PR #178, opened 2018-06-15
Optimized serialization of Array[Boolean] 

### LINKED ISSUE #166: Optimized serialization of Array[Boolean]
We can use single bit encoding of Boolean in some often cases.

- [ ] optimize DataSerializer for serialization of Array[Boolean]
- [ ] optimize serialization of ConstantCollection[SBoolean.type]
- [ ] optimize serialization of ConcreteCollection[SBoolean.type] when all values are BooleanConstant

greenhat:
Closes #166 

Todo:
- [x] test with predefined/expected output;
- [x] round trip serialization test for `ConcreteCollection`;
- [x] implement (de)serializaiton packing boolean/bit;
- [x] remove `BooleanConstant` in favor of `Constant[SBoolean]`;
- [x] fix `LogicalTransformerSerializer.serializeBody` (test expressions)


src/main/scala/sigmastate/Values.scala
```diff
@@ -424,7 +426,12 @@ object Values {
 
   case class ConcreteCollection[V <: SType](items: IndexedSeq[Value[V]], elementType: V)
     extends EvaluatedCollection[V] {
-    override val opCode: OpCode = ConcreteCollectionCode
+    override val opCode: OpCode =
```
greenhat: @ergomorphic I don't like having separate op code for ConcreteCollection with boolean constants, but I could not found a better way. How does it look to you?

src/main/scala/sigmastate/Values.scala
```diff
@@ -424,7 +426,12 @@ object Values {
...
+      if (elementType == SBoolean
+        && items.forall(i => i.isInstanceOf[Constant[_]] || i.isInstanceOf[BooleanConstant]))
```
greenhat: @ergomorphic what's the difference between `BooleanConstant` and `Constant[SBoolean.type]`? Both might be in ConcreteCollection.

ergomorphic: @greenhat I thought it will be harder but #179.

src/main/scala/sigmastate/Values.scala
ergomorphic: @greenhat We need to decide about serialization format for the following cases:
- `Constant[SCollection[SBoolean.type]`
- `ConcreteCollection(True, False, True,...)` when all values are constants
- `ConcreteCollection(True, SomeValue, False, SomeOtherValue,...)`

greenhat: @ergomorphic 
* `Constant[SCollection[SBoolean.type]` is bit encoded (see my comment https://github.com/ScorexFoundation/sigmastate-interpreter/pull/178/files#r196445633 )
* `ConcreteCollection(True, False, True,...)` is bit encoded and handled via separate op code here (just below this exact comment) with `ConcreteCollectionBooleanConstantSerializer` 
* as for `ConcreteCollection(True, SomeValue, False, SomeOtherValue,...)` I suggest leave it as is (each value is encoded separately).

ergomorphic: @greenhat agree

src/main/scala/sigmastate/serialization/DataSerializer.scala
```diff
@@ -77,8 +77,11 @@ object DataSerializer {
       if (len > 0xFFFF)
         sys.error(s"Length of array $arr exceeds ${0xFFFF} limit.")
       w.putUShort(len.toShort)
-      for (x <- arr)
-        DataSerializer.serialize(x, tCol.elemType, w)
+      if (arr.isInstanceOf[Array[Boolean]])
+        w.putBits(arr.asInstanceOf[Array[Boolean]])
```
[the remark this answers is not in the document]
ergomorphic: @greenhat I suggest to use tCol.elemType == SBoolean to be consistent with other cases where only type descriptors are used for type dependent logic.

src/main/scala/sigmastate/serialization/transformers/LogicalTransformerSerializer.scala
```diff
@@ -9,33 +9,21 @@ import sigmastate.{SBoolean, SCollection}
...
 
   override val opCode: OpCode = code
 
   override def parseBody(bytes: Array[Byte], pos: Position): (Transformer[I, O], Consumed) = {
-    val r = Serializer.startReader(bytes, pos)
-    val size = r.getUShort()
-    val values =  (1 to size).map(_ => r.getValue().asInstanceOf[Value[SBoolean.type]])
-    cons(values) -> r.consumed
+    val (input, c1) = ValueSerializer.deserialize(bytes, pos)
+    val i = input.asInstanceOf[Value[SCollection[SBoolean.type]]]
```
ergomorphic: @greenhat there are asValue extension methods, check them out please

src/main/scala/sigmastate/serialization/transformers/LogicalTransformerSerializer.scala
```diff
@@ -9,33 +9,21 @@ import sigmastate.{SBoolean, SCollection}
...
-      w.toBytes
-    },
-      _ => {
-        // to be implemented as part of #166
-        ???
-      }
-    )
+  override def serializeBody(obj: Transformer[I, O]): Array[Byte] = {
+    val w = Serializer.startWriter()
+    val coll = obj.input.matchCase(cc => cc, collConst => collConst)
```
ergomorphic: @greenhat why we need this line?

src/main/scala/sigmastate/utils/ByteReader.scala
```diff
@@ -122,6 +130,15 @@ class ByteBufferReader(buf: ByteBuffer) extends ByteReader {
   }
 
   @inline override def getBytes(size: Int): Array[Byte] = buf.getBytes(size)
+
+  @inline override def getBits(size: Int): Array[Boolean] = {
+    if (size == 0) return Array[Boolean]()
+    val bitSet = BitSet.valueOf(buf.getBytes((size + 7) / 8))
+    (0 until size)
+      .map(i => bitSet.get(i))
```
ergomorphic: @greenhat I think we should forbid functional style operations in performance critical code. Please change to code that avoid unnecessary intermediate allocations.

src/test/scala/sigmastate/serialization/RelationsSpecification.scala
```diff
@@ -14,8 +14,8 @@ class RelationsSpecification extends TableSerializationSpecification {
       (LE(LongConstant(2), LongConstant(3)), Array[Byte](LeCode, SLong.typeCode, 4, SLong.typeCode, 6)),
       (GT(LongConstant(6), LongConstant(5)), Array[Byte](GtCode, SLong.typeCode, 12, SLong.typeCode, 10)),
       (GE(LongConstant(6), LongConstant(5)), Array[Byte](GeCode, SLong.typeCode, 12, SLong.typeCode, 10)),
-      (EQ(TrueLeaf, FalseLeaf), Array[Byte](EqCode, TrueCode, FalseCode)),
-      (NEQ(TrueLeaf, FalseLeaf), Array[Byte](NeqCode, TrueCode, FalseCode))
+      (EQ(TrueLeaf, FalseLeaf), Array[Byte](EqCode, SBoolean.typeCode, 1, SBoolean.typeCode, 0)),
+      (NEQ(TrueLeaf, FalseLeaf), Array[Byte](NeqCode, SBoolean.typeCode, 1, SBoolean.typeCode, 0))
```
ergomorphic: @greenhat we need to keep number of bytes minimal. Please consider how to stay within 3 bytes at most

src/main/scala/sigmastate/serialization/ConcreteCollectionBooleanConstantSerializer.scala
```diff
@@ -0,0 +1,34 @@
...
+    val ccSize = cc.items.size
+    require(ccSize <= Short.MaxValue, s"max collection size is Short.MaxValue = ${Short.MaxValue}")
+    val size = ccSize.toShort
+    val w = Serializer.startWriter()
+      .putUShort(size)
+      .putBits(
+      cc.items.map {
+        case v: BooleanConstant => v.value
+        case _ =>
+          ??? // fail with error (this should never happen, see guard in ConcreteCollection.opcode
```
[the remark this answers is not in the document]
greenhat: That was the plan when I was writing this comment. I just forgot about it. :) Thanks for spotting this one.

src/main/scala/sigmastate/utils/ByteReader.scala
greenhat: I got carried away. Will do. Should we consider using Scalan? :)

src/test/scala/sigmastate/serialization/RelationsSpecification.scala
greenhat: @ergomorphic Is it safe to assume that both types in `Relation` sub-types are the same? In this case, I suggest we write a value type only once. As for boolean constants, we can pack them into a bit array.

greenhat: @ergomorphic Oh, I see for `EQ/NEQ` serializer there is a constraint for types to be equal.

greenhat:
@ergomorphic Done fixing all the issues.

src/main/scala/sigmastate/utils/ByteReader.scala
ergomorphic: not yet 😄

src/test/scala/sigmastate/serialization/RelationsSpecification.scala
ergomorphic: @greenhat It look like this is hidden non trivial part of removing TrueLeaf objects
Maybe we should return TrueCode back and use them.

src/main/scala/sigmastate/serialization/trees/Relation2Serializer.scala
```diff
@@ -12,15 +14,30 @@ case class Relation2Serializer[S1 <: SType, S2 <: SType, R <: Relation[S1, S2]]
...
+  override def parseBody(bytes: Array[Byte], pos: Position): (R, Position) = {
+    if (bytes(pos) == ConcreteCollectionBooleanConstantCode) {
+      val r = Serializer.startReader(bytes, pos)
+      val _ = r.getByte() // skip collection op code
+      val booleans = r.getBits(2)
+      val firstArg = BooleanConstant.fromBoolean(booleans(0)).asValue[S1]
+      val secondArg = BooleanConstant.fromBoolean(booleans(1)).asValue[S2]
+      (constructor(firstArg, secondArg), r.consumed)
+    } else {
+      val (firstArg, consumed) = deserialize(bytes, pos)
```
ergomorphic: @greenhat don't hesitate to rewrite old style serialization into new style :)

greenhat:
@ergomorphic Done. I've restored `TrueCode` and `FalseCode` but I did not find a use for them so far. Did you have something in mind?

greenhat:
@ergomorphic wait, I've spotted that passed `constraints` are not enforced in `Relation2Serializer.serializeBody`. I've added an assert and looking into the failing test.

greenhat:
@ergomorphic Done.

----------------

◆ **How to complete this task**: Please transcribe the data exactly from its first line. End with the line that contains "serialization of ConstantCollection[SBoolean.type]".

◆ **Your solution**:
PR #178, opened 2018-06-15
Optimized serialization of Array[Boolean] 

### LINKED ISSUE #166: Optimized serialization of Array[Boolean]
We can use single bit encoding of Boolean in some often cases.

- [ ] optimize DataSerializer for serialization of Array[Boolean]
- [ ] optimize serialization of ConstantCollection[SBoolean.type]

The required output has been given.